Purpose of the Study:

  • To evaluate the performance of the multilayer perceptron (MLP) algorithm using Raman spectroscopic data for diagnosing tuberculosis.
  • To differentiate between TB-positive, TB-negative, and healthy individuals based on blood serum analysis.
  • To assess the potential of Raman spectroscopy combined with artificial intelligence for real-time disease prediction.

Main Methods:

  • Analysis of blood serum samples from active TB patients, recovered (TB-negative) individuals, and healthy controls.
  • Utilized Raman spectroscopy to measure spectral data, focusing on peak intensities at specific Raman shifts (1001, 1152, 1282, 1430, 1475, 1690 cm⁻¹).
  • Employed a multilayer perceptron (MLP) artificial neural network algorithm for classification, validated using 5-fold cross-validation.

Main Results:

  • The MLP algorithm successfully classified samples based on differences in Raman peak intensities, correlating with biomolecular concentrations (e.g., phenylalanine, β-carotene, proteins).
  • Achieved sensitivity ranging from 62% to 92% and specificity ranging from 81% to 88% across different comparison groups (Control vs.
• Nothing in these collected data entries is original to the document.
PR #1618, opened 2018-06-19
upgrade: Add a validation check for postponed nodes.

jsuchome:
- When the upgrade is not finished, show a link to wizard.
- Add a validation check to make sure postponed nodes can be skipped.
- Let skip_unready_nodes skip also nodes that are in crowbar_upgrade state 

https://jira.prv.suse.net/browse/SCRD-3745

### DIFF
--- a/crowbar_framework/app/controllers/application_controller.rb
+++ b/crowbar_framework/app/controllers/application_controller.rb
@@ -34,6 +34,10 @@ class ApplicationController < ActionController::Base
     Rails.env.test?
   }
   before_filter :upgrade, if: proc {
+    if File.exist?("/var/lib/crowbar/upgrade/7-to-8-upgrade-compute-nodes-postponed")
+      flash[:warning] = "Some nodes are not upgraded yet. " \
+        "Continue to <a href='/upgrade'>upgrade wizard</a> to complete the upgrade."
+    end
     File.exist?("/var/lib/crowbar/upgrade/7-to-8-upgrade-running") &&
       !File.exist?("/var/lib/crowbar/upgrade/7-to-8-upgrade-compute-nodes-postponed")
   }
--- a/crowbar_framework/app/models/service_object.rb
+++ b/crowbar_framework/app/models/service_object.rb
@@ -692,7 +692,7 @@ class ServiceObject
   # the nodes can be skipped.
   #
   def validate_postponed_nodes(proposal)
-    return unless File.exist?("/var/lib/crowbar/upgrade/7-to-8-upgrade-compute-nodes-postponed")
+    return unless upgrade_postponed?
 
     skip_unready_nodes_enabled = Rails.application.config.experimental.fetch(
       "skip_unready_nodes", {}
@@ -1681,6 +1681,11 @@ class ServiceObject
 
   THREAD_POOL_SIZE = 20
 
+  # Is the upgrade of (some) compute nodes postponed
+  def upgrade_postponed?
+    Dir.glob("/var/lib/crowbar/upgrade/*-upgrade-compute-nodes-postponed").any?
+  end
+
   def wait_for_chef_daemons(node_list)
     return if node_list.empty?
 
@@ -1936,8 +1941,14 @@ class ServiceObject
         pre_cached_nodes[n] ||= Node.find_by_name(n)
         node = pre_cached_nodes[n]
         next if node.nil?
-        # skip if nodes are on ready or crowbar_upgrade state, we dont need to do anything
-        next if ["ready", "crowbar_upgrade"].include?(node.state)
+        # skip if nodes are on ready, we dont need to do anything
+        next if node.state == "ready"
+        # crowbar_upgrade is not an error state and some upgrade specific recipes are executed
+        # for the nodes in this state. So we do not want to skip it by default.
+        # The exceptional case is when the upgrade of compute nodes is postponed and
+        # user wants to apply some proposal. In such case we really want to skip such nodes
+        # so the proposal can be applied only to the nodes that are already upgraded and ready.
+        next if node.state == "crowbar_upgrade" && !upgrade_postponed?
         logger.warn(
           "Node #{n} is skipped until next chef run for #{bc}:#{inst} with role #{role}"
         )
--- a/crowbar_framework/app/models/service_object.rb
+++ b/crowbar_framework/app/models/service_object.rb
@@ -682,7 +682,41 @@ class ServiceObject
   #
   def validate_proposal_after_save proposal
     validate_proposal_constraints proposal
+    validate_postponed_nodes proposal
     handle_validation_errors
+  end
+
+  #
+  # Make sure that when user wants to apply changes affecting the nodes that are postponed
+  # (= not upgraded while rest of the cloud is already upgraded)
+  # the nodes can be skipped.
+  #
+  def validate_postponed_nodes(proposal)
+    return unless File.exist?("/var/lib/crowbar/upgrade/7-to-8-upgrade-compute-nodes-postponed")
+
+    skip_unready_nodes_enabled = Rails.application.config.experimental.fetch(
+      "skip_unready_nodes", {}
+    ).fetch("enabled", false)
+
+    skip_unready_nodes_roles = Rails.application.config.experimental.fetch(
+      "skip_unready_nodes", {}
+    ).fetch("roles", [])
+
+    postponed_nodes = []
+    proposal["deployment"][@bc_name]["elements"].each do |role, nodes|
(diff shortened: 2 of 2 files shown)


susecloudcommitpolice:
<table>
  <thead>
    <tr>
      <th width="50"></th>
          2 Warnings
      </th>
     </tr>
  </thead>
  <tbody>
    <tr>
      <td>:warning:</td>
      <td data-sticky="false">Please remove period from end of commit subject line.<br />
83d5aa7d2ed45039c068eecec2fa9508e5c4c2e5</td>
    </tr>
    <tr>
      <td>:warning:</td>
      <td data-sticky="false">Please remove period from end of commit subject line.<br />
7d2af29d3c05db741e7265cbd69509a35b2bf267</td>
    </tr>
  </tbody>
</table>

</p>

crowbar_framework/app/controllers/application_controller.rb
```diff
@@ -34,6 +34,10 @@ class ApplicationController < ActionController::Base
     Rails.env.test?
   }
   before_filter :upgrade, if: proc {
+    if File.exist?("/var/lib/crowbar/upgrade/7-to-8-upgrade-compute-nodes-postponed")
+      flash[:warning] = "Some nodes are not upgraded yet. " \
```
jhesketh: are flash's translatable somewhere?

jsuchome: I'm not sure about flash messages, but validation ones are sometimes set for translation...
I chose not to this time, as other  validation strings in the same file are not translated.

It's a bit messy.

susecloudcommitpolice:
<table>
  <thead>
    <tr>
      <th width="50"></th>
          1 Warning
      </th>
     </tr>
  </thead>
  <tbody>
    <tr>
      <td>:warning:</td>
    </tr>
  </tbody>
</table>

</p>

crowbar_framework/app/models/service_object.rb
```diff
@@ -1902,8 +1931,8 @@ def skip_unready_nodes(bc, inst, new_elements, old_elements)
         pre_cached_nodes[n] ||= Node.find_by_name(n)
         node = pre_cached_nodes[n]
         next if node.nil?
-        # skip if nodes are on ready or crowbar_upgrade state, we dont need to do anything
-        next if ["ready", "crowbar_upgrade"].include?(node.state)
+        # skip if nodes are on ready, we dont need to do anything
+        next if node.state == "ready"
```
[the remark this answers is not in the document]
rhafer: @jsuchome Hm. Would it help to only skip the check for "crowbar_upgrade" if "7-to-8-upgrade-compute-nodes-postponed" exists?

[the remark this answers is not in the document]
jsuchome: It would. But don't you find it super ugly?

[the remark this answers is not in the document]
rhafer: Oh, yes for sure it's ugly! Unfortunately I am currently lacking any better idea. Might need to spend some additional thoughts on that.

You could dress it up a bit by introducing some library call for the check.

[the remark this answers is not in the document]
Itxaka: cant we check for the actual upgrade step here?

`next if node.state == "crowbar_upgrade" && node["crowbar_upgrade_step"] == :services`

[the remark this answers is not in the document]
jsuchome: We could, but that's just other way of going around it...

crowbar_framework/app/models/service_object.rb
```diff
@@ -1884,6 +1918,11 @@ def skip_unchanged_nodes(elements, old_role, role)
     cleaned_elements
   end
 
+  # if this is true, node should not be skipped even though it's in crowbar_upgrade state
+  def crowbar_upgrade_needs_to_run(node)
```
rhafer: Nit: I think this name is somewhat misleading. I'd suggest to reverse the logic here and call the method something like `upgrade_postponed?`

Also the `node` parameter is unused. Is it actually needed?

crowbar_framework/app/models/service_object.rb
```diff
@@ -1902,8 +1941,9 @@ def skip_unready_nodes(bc, inst, new_elements, old_elements)
         pre_cached_nodes[n] ||= Node.find_by_name(n)
         node = pre_cached_nodes[n]
         next if node.nil?
-        # skip if nodes are on ready or crowbar_upgrade state, we dont need to do anything
-        next if ["ready", "crowbar_upgrade"].include?(node.state)
+        # skip if nodes are on ready, we dont need to do anything
+        next if node.state == "ready"
+        next if node.state == "crowbar_upgrade" && crowbar_upgrade_needs_to_run(node)
```
rhafer: Some comment on why this is actually needed would be helpful IMO. Remember how long it took you to understand the logic.

crowbar_framework/app/models/service_object.rb
jsuchome: True about `node` and comments. 
`upgrade_postponed?` - OK, I can change it, but then I'll have to negate the output in the check later which is somewhat less nice.

crowbar_framework/app/models/service_object.rb
```diff
@@ -682,9 +682,43 @@ def validate_proposal proposal
...
   end
 
+  #
+  # Make sure that when user wants to apply changes affecting the nodes that are postponed
+  # (= not upgraded while rest of the cloud is already upgraded)
+  # the nodes can be skipped.
+  #
+  def validate_postponed_nodes(proposal)
+    return unless upgrade_postponed?
+
```
Itxaka: I would streamline and exit fast from here if there is nothing to do:

```
skip_unready_nodes = Rails.application.config.experimental.fetch("skip_unready_nodes", {})

skip_unready_nodes_enabled = skip_unready_nodes.fetch("enabled", false)
raise Crowbar::NeedOptionEnabled("skip_unready_nodes") unless skip_unready_nodes_enabled

skip_unready_nodes_roles = skip_unready_nodes.fetch("roles", [])
return if skip_unready_nodes_roles.size == 0

```

crowbar_framework/app/models/service_object.rb
```diff
@@ -1647,6 +1681,11 @@ def run_remote_chef_client(node, command, logfile_name)
 
   THREAD_POOL_SIZE = 20
 
+  # Is the upgrade of (some) compute nodes postponed
+  def upgrade_postponed?
+    Dir.glob("/var/lib/crowbar/upgrade/*-upgrade-compute-nodes-postponed").any?
```
Itxaka: should this point to the exact versioning for the upgrade (i.e. "7-8") or is that file not versioned yet?

crowbar_framework/app/models/service_object.rb
```diff
@@ -682,9 +682,43 @@ def validate_proposal proposal
...
+      next if skip_unready_nodes_enabled && skip_unready_nodes_roles.include?(role)
+      nodes.each do |n|
+        next if is_cluster? n
+        node = NodeObject.find_by_name(n)
+        postponed_nodes << n unless node.upgraded?
+      end
+    end
+    return if postponed_nodes.empty?
+
+    validation_error "The upgrade of some nodes has been postponed: " +
```
skazi0: won't it generate duplicates if there are multiple roles in one barclamp?

crowbar_framework/app/models/service_object.rb
jsuchome: > raise Crowbar::NeedOptionEnabled("skip_unready_nodes") unless skip_unready_nodes_enabled

Hm, there's no reason to raise here until we find out if any postponed node has a role in this barclamp.

> return if skip_unready_nodes_roles.size == 0

Why would we do it? Again, I think we must compare `skip_unready_nodes_roles` with the roles being applied.

crowbar_framework/app/models/service_object.rb
skazi0: I don't have any example at hand... but it doesn't mean that it can't happen :)

jsuchome: I think it can't happen with our barclamps

jsuchome: @skazi0 anyway, i've added `uniq` now.

crowbar_framework/app/controllers/application_controller.rb
nicolasbock: Are flash message shown to the user in the UI? Then we might want to localize the message I would say.

jsuchome: That's the same as for validation strings - in the end, they are presented by flash messages.

And those defined in this file (the old ones, not the one I've added) are not set for translation...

TB+, Control vs. TB-, TB+ vs. TB-).
  • Demonstrated the model's ability to distinguish between the different sample groups based on spectral signatures.

Conclusions:

  • Raman spectroscopy, when integrated with statistical algorithms like MLP, shows significant potential for the rapid diagnosis of tuberculosis.
  • The developed model provides a feasible approach for real-time prediction of unknown samples after training.
  • This technique offers a promising non-invasive diagnostic tool for infectious diseases, potentially improving early detection rates.